La loi assure la protection du droit des occupants de logements insalubres ou menaçant ruine (CCH, art. L.521-1 à L.521-3-2).

1. Ces mesures protectrices sont applicables lorsque le logement fait l’objet :

  • d’un arrêté d’insalubrité ;
  • d’un arrêté de péril ;
  • d’une mise en demeure de faire cesser un danger imminent pour la santé des occupants ;
  • d’une mise en demeure relative à des locaux interdits à l’habitation ;
  • d’une mise en demeure relative à des locaux mis à disposition dans des conditions manifestes de surpeuplement ;
  • d’une mise en demeure relative à des locaux dangereux en raison de l’utilisation qui en est faite.

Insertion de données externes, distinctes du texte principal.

PR #1790, opened 2021-07-27
Check for emergency restart before fast syncing

### LINKED ISSUE #1770: Fast Sync Must Not Try To Join Before An Emergency Restart

xcthulhu:
Before fast syncing, check that we are not trying to join before an emergency restart.

Closes https://github.com/casper-network/casper-node/issues/1770

### DIFF
--- a/node/src/components/linear_chain_sync/operations.rs
+++ b/node/src/components/linear_chain_sync/operations.rs
@@ -438,12 +438,28 @@ where
     I: Eq + Debug + Clone + Send + 'static,
 {
     // Fetch the trusted header
-    let trusted_header = fetch_and_store_block_header(effect_builder, trusted_hash).await?;
+    let trusted_block_header = fetch_and_store_block_header(effect_builder, trusted_hash).await?;
+
+    let maybe_last_emergency_restart_era_id = chainspec.protocol_config.last_emergency_restart;
+    match maybe_last_emergency_restart_era_id {
+        Some(last_emergency_restart_era)
+            if last_emergency_restart_era >= trusted_block_header.era_id() =>
+        {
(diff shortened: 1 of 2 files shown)


node/src/components/linear_chain_sync/operations.rs
```diff
@@ -438,12 +438,28 @@ where
     I: Eq + Debug + Clone + Send + 'static,
 {
     // Fetch the trusted header
-    let trusted_header = fetch_and_store_block_header(effect_builder, trusted_hash).await?;
+    let trusted_block_header = fetch_and_store_block_header(effect_builder, trusted_hash).await?;
+
+    let maybe_last_emergency_restart_era_id = chainspec.protocol_config.last_emergency_restart;
+    match maybe_last_emergency_restart_era_id {
+        Some(last_emergency_restart_era)
+            if last_emergency_restart_era >= trusted_block_header.era_id() =>
```
afck, line 446: Once we have the immediate switch block, will this become a strict inequality? Because then joining in the era immediately following the restart should be supported by fast sync, should it?

afck (approved):

node/src/components/linear_chain_sync/operations.rs
xcthulhu: So if we provided the immediate switch block's hash as the trusted hash, wouldn't we get equality here?  Worthy of a unit test...

nilz3ro (approved):

node/src/components/linear_chain_sync/operations.rs
afck: You're right, `>=` makes sense. :+1:

PR #1792, opened 2021-07-27
Revert to use fixed delay before including a deploy in a proposed block

### LINKED ISSUE #1771: Revert usage of DeployGossiper finished gossiping announcement by BlockProposer

### LINKED ISSUE #1778: Missed Wasm transfer in Stests are pending or not executed

Fraser999:
This PR is a port of #1772 and fixes an edge-case issue where the `BlockProposer` could try to include a deploy in a proposed block before it has stored that deploy locally.  The deploy would not be included in that proposed block, and that node would never try to include that deploy in a proposed block again.

The fix is a temporary change back to the previous approach for this mechanism: the `BlockProposer` only tries to include deploys for which there has been a `DeployAcceptor` announcement (implying the deploy has definitely been stored locally).  Such deploys are only proposed after a configurable fixed period of time has passed.

For reference, this PR reverts most of the changes in #1484.

Closes #1771.
Closes #1778.

### DIFF
--- a/node/src/reactor/participating.rs
+++ b/node/src/reactor/participating.rs
@@ -444,6 +444,7 @@ impl reactor::Reactor for Reactor {
                 .map(|block_header| block_header.height() + 1)
                 .unwrap_or(0),
             chainspec_loader.chainspec().as_ref(),
+            config.block_proposer,
         )?;
 
         let initial_era = maybe_latest_block_header.as_ref().map_or_else(
@@ -914,12 +915,30 @@ impl reactor::Reactor for Reactor {
                 deploy,
                 source,
             }) => {
+                let deploy_info = match deploy.deploy_info() {
+                    Ok(deploy_info) => deploy_info,
+                    Err(error) => {
+                        error!(%error, "invalid deploy");
+                        return Effects::new();
+                    }
+                };
+
+                let event = block_proposer::Event::BufferDeploy {
+                    hash: deploy.deploy_or_transfer_hash(),
+                    deploy_info: Box::new(deploy_info),
+                };
+                let mut effects =
+                    self.dispatch_event(effect_builder, rng, Event::BlockProposer(event));
+
                 let event = gossiper::Event::ItemReceived {
                     item_id: *deploy.id(),
                     source: source.clone(),
                 };
-                let mut effects =
-                    self.dispatch_event(effect_builder, rng, Event::DeployGossiper(event));
+                effects.extend(self.dispatch_event(
+                    effect_builder,
+                    rng,
+                    Event::DeployGossiper(event),
+                ));
 
                 let event = event_stream_server::Event::DeployAccepted(*deploy.id());
                 effects.extend(self.dispatch_event(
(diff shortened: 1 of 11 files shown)


nilz3ro (approved):

node/src/reactor/participating.rs
```diff
@@ -1020,11 +1039,13 @@ impl reactor::Reactor for Reactor {
                 Effects::new()
             }
             Event::DeployGossiperAnnouncement(GossiperAnnouncement::FinishedGossiping(
-                gossiped_deploy_id,
+                _gossiped_deploy_id,
             )) => {
-                let reactor_event =
-                    Event::BlockProposer(block_proposer::Event::BufferDeploy(gossiped_deploy_id));
-                self.dispatch_event(effect_builder, rng, reactor_event)
+                // let reactor_event =
```
marc-casperlabs, line 1044: Any reason we need to keep this commented out code around?

node/src/reactor/participating/config.rs
```diff
@@ -38,4 +39,7 @@ pub struct Config {
     pub deploy_acceptor: DeployAcceptorConfig,
     /// Linear chain sync configuration.
     pub linear_chain_sync: LinearChainSyncConfig,
+    /// Block proposer configuration.
+    #[serde(default)]
```
marc-casperlabs, line 43: Is this to make this configuration optional? I can see why that is useful, but on the other hand, wouldn't that be slightly out of policy regarding the rest of our code?

marc-casperlabs (approved):
No blockers, just comments.

node/src/reactor/participating.rs
Fraser999: Not really I suppose, but we'll be re-instating the commented code very soon.  Either way, I'd like to keep this changeset identical to the one it's ported from unless you have strong objections (which it seems from subsequent comments you don't :) )

node/src/reactor/participating/config.rs
Fraser999: Yes, I noticed that too.  This was done to keep it as close to the original code in release-1.2 as possible, to help simplify the original PR's review.  Again, this should be getting removed in the very near future, so I wasn't too concerned.

Fraser999:
bors merge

2. Les occupants protégés sont :

  • les titulaires d’un droit d’usage ;
  • les locataires et sous-locataires ;
  • les usufruitiers ;
  • les occupants de bonne foi (ex. : le titulaire d’un commodat).

Mesures protectrices

  • Suspension du loyer

Seul le loyer est suspendu ; les charges locatives demeurent exigibles.

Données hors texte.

PR #1793, opened 2021-07-27
Split casper-types account.rs into multiple files.

### LINKED ISSUE #1787: Split `casper-types/src/account.rs` into multiple files
We want accounts.rs split as follows in preparation for moving more types from EE shared:

* account/account_hash.rs
* account/weight.rs
* account/action_type.rs
* account/error.rs (holder for all the various error types)

We should also remove `AccountHashBytes` altogether (we're aiming to not have aliases for our many byte array types, but only newtypes proper).

nilz3ro:
# About These Changes

## Edits to `types/src/account.rs`: 
* extract new  `mod account_hash`.
* extract new `mod action_type`
* extract new `mod error`.
* extract new `mod weight`.

## Other Edits:
* remove `AccountHashBytes`


types/src/account/account_hash.rs
```diff
@@ -0,0 +1,207 @@
...
+    fmt::{Debug, Display, Formatter},
+};
+use datasize::DataSize;
+use rand::{
+    distributions::{Distribution, Standard},
+    Rng,
+};
+#[cfg(feature = "std")]
+use schemars::{gen::SchemaGenerator, schema::Schema, JsonSchema};
+use serde::{de::Error as SerdeError, Deserialize, Deserializer, Serialize, Serializer};
```
Fraser999: We aim to group our imports in separate sections with a blank line between each as follows:
* std
* third party crates
* other casper crates
* this crate

This comment applies to all files in this PR.

types/src/account/account_hash.rs
```diff
@@ -0,0 +1,207 @@
...
+
+/// The length in bytes of a [`AccountHash`].
+pub const ACCOUNT_HASH_LENGTH: usize = 32;
+/// TODO: Document this.
```
Fraser999:
```suggestion
/// The prefix applied to the hex-encoded `AccountHash` to produce a formatted string representation.
```

Fraser999 (commented):
Nitpicks only.

rafal-ch (approved):
LGTM 👍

  • Prorogation de la duré du bail

La durée du bail est prolongée d’une période équivalente à celle qui a couru de la date de la décision administrative (arrêté d’insalubrité, de péril…) jusqu’à l’exécution des travaux.

  • Poursuite des contrats en cours

Lorsque les locaux font l’objet d’une interdiction définitive d’habiter, les baux ou contrats d’occupation se poursuivent jusqu’à leur terme, ou jusqu’au départ des occupants, ou au plus tard jusqu’à la date limite fixée dans l’arrêté.

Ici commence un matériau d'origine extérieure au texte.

Issue #1765, opened 2021-07-23
Docs update: execution_engine/shared


mpapierski:
Add or update existing rust docs in a `shared` rust module in EE:

- [x] shared/account
- [x] shared/logging
- [x] shared/newtypes
- [x] shared/system_config
- [x] shared/*

mpapierski:
#2110 merged

PR #1810, opened 2021-07-29
Move EE Shared Account Types Into `casper_types`.

### LINKED ISSUE #1788: Move account types from EE to casper_types
The following types should be moved:
* `Account`
* `ActionThresholds`
* `AssociatedKeys`

nilz3ro:
# About These Changes
> This PR depends on #1793.
* moved `Account`, `ActionThresholds` and `AssociatedKeys` types and implementations to `casper_types::account` module.
* closes #1788.


Fraser999 (changes requested):
The instances of `/// TODO: doc comment.` should be addressed.  Please liaise with @mpapierski on this.

rafal-ch (approved):
LGTM 👍

mpapierski:
> 
> 
> The instances of `/// TODO: doc comment.` should be addressed. Please liaise with @mpapierski on this.

@nilz3ro @Fraser999 Those items you moved out from a `shared` module into `casper_types` were ticketed for documenting as part of #1765. It should be possible for you to start document these in this PR, and as far as I'm concerned there will be no collision there (I'm documenting EE's core, and Dan started EE's storage IIRC). I'm sure you'll be able to move far, and we can sync up tomorrow and I can help you with remaining items.

mpapierski (approved):

mpapierski:
I think you should move last bits from https://github.com/nilz3ro/casper-node/blob/GH-1788/execution_engine/src/shared/account.rs and move it into types crate

execution_engine/src/shared/transform.rs
```diff
@@ -1,11 +1,12 @@
 use std::{
     any,
-    convert::TryFrom,
     default::Default,
     fmt::{self, Display, Formatter},
     ops::{Add, AddAssign},
 };
 
+use core::convert::TryFrom;
+
```
Fraser999: Was this change necessary?

types/src/account.rs
```diff
@@ -16,11 +23,264 @@ use thiserror::Error;
...
+        Account {
+            account_hash,
+            named_keys,
+            main_purse,
+            associated_keys,
+            action_thresholds,
+        }
+    }
+
+    /// An Account constructor with presets for associated_keys and action_thresholds.
```
Fraser999, line 61: I think we should describe what the presets are - not necessarily in this first paragraph, but as a further paragraph.

types/src/account.rs
```diff
@@ -16,11 +23,264 @@ use thiserror::Error;
...
+    pub fn account_hash(&self) -> AccountHash {
+        self.account_hash
+    }
+
+    /// Returns main purse.
+    pub fn main_purse(&self) -> URef {
+        self.main_purse
+    }
+
+    /// Returns an [`AccessRights::ADD`]-only version of the [`URef`].
```
Fraser999:
```suggestion
    /// Returns an [`AccessRights::ADD`]-only version of the main purse's [`URef`].
```

types/src/account.rs
```diff
@@ -16,11 +23,264 @@ use thiserror::Error;
...
+
+        // Returns true if the new weight would be greater or equal to all of
+        // the thresholds.
+        new_weight >= self.action_thresholds().deployment().value()
+            && new_weight >= self.action_thresholds().key_management().value()
+    }
+
+    /// Removes an associated key from an account.
+    ///
+    /// Verifies that removing the key will not cause the remaining weight to fall below any action
```
Fraser999, line 158: Maybe rephrase to something like "Returns an error if removing the key will cause the remaining weight ..."

I think an example of how thresholds work would be useful, particularly wrt to changing them.  Probably something in the top-level of this module.  The we could link to that from here and from the docs for `update_associated_key` and any others as relevant.

types/src/account.rs
```diff
@@ -16,11 +23,264 @@ use thiserror::Error;
...
+                return Err(RemoveKeyFailure::ThresholdViolation);
+            }
+        }
+        self.associated_keys.remove_key(&account_hash)
+    }
+
+    /// Updates an associated key.
+    ///
+    /// This method validates that the key that's being updated does not have a lower weight than
+    /// the key management threshold.
```
Fraser999: I'd rephrase to something like "Returns an error if the update would result in a violation of the key management thresholds."

Similar point for `set_action_threshold`.

types/src/account.rs
```diff
@@ -16,11 +23,264 @@ use thiserror::Error;
...
+        weight: Weight,
+    ) -> Result<(), SetThresholdFailure> {
+        // Verify if new threshold weight exceeds total weight of all associated
+        // keys.
+        self.can_set_threshold(weight)?;
+        // Set new weight for given action
+        self.action_thresholds.set_threshold(action_type, weight)
+    }
+
+    /// Verifies if user can set action threshold
```
Fraser999:
```suggestion
    /// Verifies if user can set action threshold.
```

types/src/account.rs
```diff
@@ -16,11 +23,264 @@ use thiserror::Error;
...
+    pub fn can_set_threshold(&self, new_threshold: Weight) -> Result<(), SetThresholdFailure> {
+        let total_weight = self.associated_keys.total_keys_weight();
+        if new_threshold > total_weight {
+            return Err(SetThresholdFailure::InsufficientTotalWeight);
+        }
+        Ok(())
+    }
+
+    /// Checks whether all authorization keys are associated with this account
```
Fraser999:
```suggestion
    /// Checks whether all authorization keys are associated with this account.
```

Fraser999 (commented):
Nitpicks only now.

execution_engine/src/shared/transform.rs
nilz3ro: No, I will undo this change.

types/src/account.rs
nilz3ro: I think a practical example with doctests would be great. Do you think the examples should be done as part of this PR or should we make a new issue to add some practical examples with doc tests?

Fraser999 (approved):

types/src/account.rs
nilz3ro: Note for posterity: added #1905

  • Hébergement et relogement

Dès lors que l’arrêté prévoit une interdiction temporaire ou définitive d’habiter, le propriétaire ou la personne ayant mis les locaux à disposition des occupants à l’obligation d’assurer leur hébergement ou leur relogement. Il en va de même lorsque les travaux nécessaires pour remédier à l’insalubrité rendent le logement temporairement inhabitable.